Saved entries
· · ·

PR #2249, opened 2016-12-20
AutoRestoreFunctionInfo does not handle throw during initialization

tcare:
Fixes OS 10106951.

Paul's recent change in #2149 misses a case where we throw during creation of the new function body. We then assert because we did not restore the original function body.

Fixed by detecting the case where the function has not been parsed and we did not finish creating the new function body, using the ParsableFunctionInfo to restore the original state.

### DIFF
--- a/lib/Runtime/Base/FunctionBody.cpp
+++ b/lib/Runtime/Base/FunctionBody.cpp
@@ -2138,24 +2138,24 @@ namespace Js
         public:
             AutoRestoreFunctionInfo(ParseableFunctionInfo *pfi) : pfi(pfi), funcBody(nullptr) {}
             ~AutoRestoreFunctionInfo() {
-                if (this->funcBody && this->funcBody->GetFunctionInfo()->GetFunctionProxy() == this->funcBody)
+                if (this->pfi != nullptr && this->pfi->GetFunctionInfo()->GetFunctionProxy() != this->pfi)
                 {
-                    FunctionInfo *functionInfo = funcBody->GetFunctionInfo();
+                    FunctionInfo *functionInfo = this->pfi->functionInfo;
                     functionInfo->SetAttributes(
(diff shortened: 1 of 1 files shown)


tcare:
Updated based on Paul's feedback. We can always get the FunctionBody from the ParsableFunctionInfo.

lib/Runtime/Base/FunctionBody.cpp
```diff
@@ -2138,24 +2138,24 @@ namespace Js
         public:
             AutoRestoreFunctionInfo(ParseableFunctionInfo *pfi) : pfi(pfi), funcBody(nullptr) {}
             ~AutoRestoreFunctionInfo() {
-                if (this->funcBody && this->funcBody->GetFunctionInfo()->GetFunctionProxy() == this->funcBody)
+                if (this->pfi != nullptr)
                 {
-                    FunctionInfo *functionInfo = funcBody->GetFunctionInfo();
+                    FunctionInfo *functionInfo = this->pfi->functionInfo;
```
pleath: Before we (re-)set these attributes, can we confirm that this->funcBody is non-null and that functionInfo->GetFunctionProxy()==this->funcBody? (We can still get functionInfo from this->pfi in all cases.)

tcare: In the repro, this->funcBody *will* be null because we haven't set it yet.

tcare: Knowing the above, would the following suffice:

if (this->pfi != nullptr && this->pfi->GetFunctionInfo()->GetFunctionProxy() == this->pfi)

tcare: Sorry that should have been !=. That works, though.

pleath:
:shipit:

· · ·

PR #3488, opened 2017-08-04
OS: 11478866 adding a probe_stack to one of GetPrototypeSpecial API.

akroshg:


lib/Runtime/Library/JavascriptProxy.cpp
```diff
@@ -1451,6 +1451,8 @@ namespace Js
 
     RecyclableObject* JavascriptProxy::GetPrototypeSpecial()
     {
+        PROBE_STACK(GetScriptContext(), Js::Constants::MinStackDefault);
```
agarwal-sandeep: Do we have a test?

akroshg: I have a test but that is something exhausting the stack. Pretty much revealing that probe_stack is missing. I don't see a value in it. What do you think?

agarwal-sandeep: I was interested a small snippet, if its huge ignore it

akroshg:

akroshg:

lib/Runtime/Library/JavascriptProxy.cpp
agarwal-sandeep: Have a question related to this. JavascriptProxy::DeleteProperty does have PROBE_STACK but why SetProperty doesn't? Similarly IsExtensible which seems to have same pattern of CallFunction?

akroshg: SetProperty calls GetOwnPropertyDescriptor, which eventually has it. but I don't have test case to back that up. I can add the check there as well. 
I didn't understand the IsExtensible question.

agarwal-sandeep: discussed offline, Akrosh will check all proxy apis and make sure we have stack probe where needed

· · ·

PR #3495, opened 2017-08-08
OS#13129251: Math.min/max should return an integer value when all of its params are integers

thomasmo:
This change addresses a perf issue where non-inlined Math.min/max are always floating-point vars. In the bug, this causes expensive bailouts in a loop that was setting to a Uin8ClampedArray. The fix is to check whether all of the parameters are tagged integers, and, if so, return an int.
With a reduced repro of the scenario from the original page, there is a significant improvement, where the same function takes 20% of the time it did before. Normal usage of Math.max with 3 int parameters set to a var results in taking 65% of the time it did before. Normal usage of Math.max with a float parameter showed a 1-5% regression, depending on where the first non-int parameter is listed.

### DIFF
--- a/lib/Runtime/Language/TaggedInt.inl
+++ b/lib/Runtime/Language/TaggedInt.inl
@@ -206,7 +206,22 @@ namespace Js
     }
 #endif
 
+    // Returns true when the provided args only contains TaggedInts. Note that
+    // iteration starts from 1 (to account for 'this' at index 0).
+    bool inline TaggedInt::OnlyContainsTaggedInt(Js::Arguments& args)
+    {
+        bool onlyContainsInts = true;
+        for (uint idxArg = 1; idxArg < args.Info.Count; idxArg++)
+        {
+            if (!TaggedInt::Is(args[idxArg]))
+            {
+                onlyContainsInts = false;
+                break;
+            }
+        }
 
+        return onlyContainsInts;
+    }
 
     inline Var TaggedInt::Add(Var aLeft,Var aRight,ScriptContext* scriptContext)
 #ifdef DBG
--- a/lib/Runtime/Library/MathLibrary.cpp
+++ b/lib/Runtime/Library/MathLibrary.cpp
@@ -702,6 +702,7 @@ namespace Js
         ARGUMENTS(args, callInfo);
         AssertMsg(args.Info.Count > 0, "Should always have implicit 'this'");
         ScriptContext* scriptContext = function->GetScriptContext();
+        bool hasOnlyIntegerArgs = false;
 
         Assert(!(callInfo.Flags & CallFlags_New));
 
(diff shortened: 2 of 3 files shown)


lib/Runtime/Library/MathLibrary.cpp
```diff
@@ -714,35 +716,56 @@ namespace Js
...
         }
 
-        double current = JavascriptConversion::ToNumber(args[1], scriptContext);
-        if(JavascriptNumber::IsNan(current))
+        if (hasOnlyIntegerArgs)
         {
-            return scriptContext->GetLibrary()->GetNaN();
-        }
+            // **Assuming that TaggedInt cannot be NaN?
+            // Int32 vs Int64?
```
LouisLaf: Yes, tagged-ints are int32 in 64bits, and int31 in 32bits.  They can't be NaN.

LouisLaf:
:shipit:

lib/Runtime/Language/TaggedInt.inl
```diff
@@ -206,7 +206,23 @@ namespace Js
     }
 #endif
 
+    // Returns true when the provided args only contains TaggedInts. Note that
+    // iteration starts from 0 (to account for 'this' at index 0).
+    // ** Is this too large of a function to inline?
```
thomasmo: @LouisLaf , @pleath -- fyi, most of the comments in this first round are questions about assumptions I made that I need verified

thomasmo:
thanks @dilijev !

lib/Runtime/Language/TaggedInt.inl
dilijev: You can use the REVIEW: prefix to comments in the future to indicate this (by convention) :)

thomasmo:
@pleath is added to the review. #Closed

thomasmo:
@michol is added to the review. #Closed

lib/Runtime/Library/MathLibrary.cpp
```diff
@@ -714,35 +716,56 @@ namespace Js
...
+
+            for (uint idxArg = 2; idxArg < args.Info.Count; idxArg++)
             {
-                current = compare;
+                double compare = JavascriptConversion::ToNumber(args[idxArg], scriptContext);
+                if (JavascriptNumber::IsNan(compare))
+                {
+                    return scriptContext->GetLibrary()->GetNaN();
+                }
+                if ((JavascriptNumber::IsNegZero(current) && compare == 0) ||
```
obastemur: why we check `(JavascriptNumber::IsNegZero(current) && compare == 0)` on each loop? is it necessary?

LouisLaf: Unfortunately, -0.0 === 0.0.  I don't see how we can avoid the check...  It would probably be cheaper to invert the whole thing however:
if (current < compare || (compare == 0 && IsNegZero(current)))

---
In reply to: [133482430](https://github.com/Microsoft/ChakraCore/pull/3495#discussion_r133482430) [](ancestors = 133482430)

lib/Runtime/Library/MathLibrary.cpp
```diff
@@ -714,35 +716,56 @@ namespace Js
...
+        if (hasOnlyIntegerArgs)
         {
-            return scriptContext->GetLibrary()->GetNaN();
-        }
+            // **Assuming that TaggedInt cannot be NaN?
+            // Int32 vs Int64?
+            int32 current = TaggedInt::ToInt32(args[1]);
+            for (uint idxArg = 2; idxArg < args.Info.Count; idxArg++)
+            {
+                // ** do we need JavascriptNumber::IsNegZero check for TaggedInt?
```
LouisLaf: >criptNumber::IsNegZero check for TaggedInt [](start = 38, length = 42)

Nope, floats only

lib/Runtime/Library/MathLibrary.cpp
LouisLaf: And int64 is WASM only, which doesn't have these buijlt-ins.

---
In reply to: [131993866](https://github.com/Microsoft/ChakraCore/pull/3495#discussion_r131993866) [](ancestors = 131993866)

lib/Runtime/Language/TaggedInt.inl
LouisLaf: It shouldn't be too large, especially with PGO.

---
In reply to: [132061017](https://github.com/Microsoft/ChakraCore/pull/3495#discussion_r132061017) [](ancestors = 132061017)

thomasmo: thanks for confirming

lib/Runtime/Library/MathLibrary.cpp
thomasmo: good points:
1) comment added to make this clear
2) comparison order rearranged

· · ·

- **TASK REQUIREMENTS**
Going back to the entries above, set down exactly the lines that begin at the one with "I didn't understand" and end at the one with "agarwal-sandeep: discussed offline, Akrosh", both included, and nothing else.

- **WRITTEN REPLY**
I didn't understand the IsExtensible question.

agarwal-sandeep: discussed offline, Akrosh will check all proxy apis and make sure we have stack probe where needed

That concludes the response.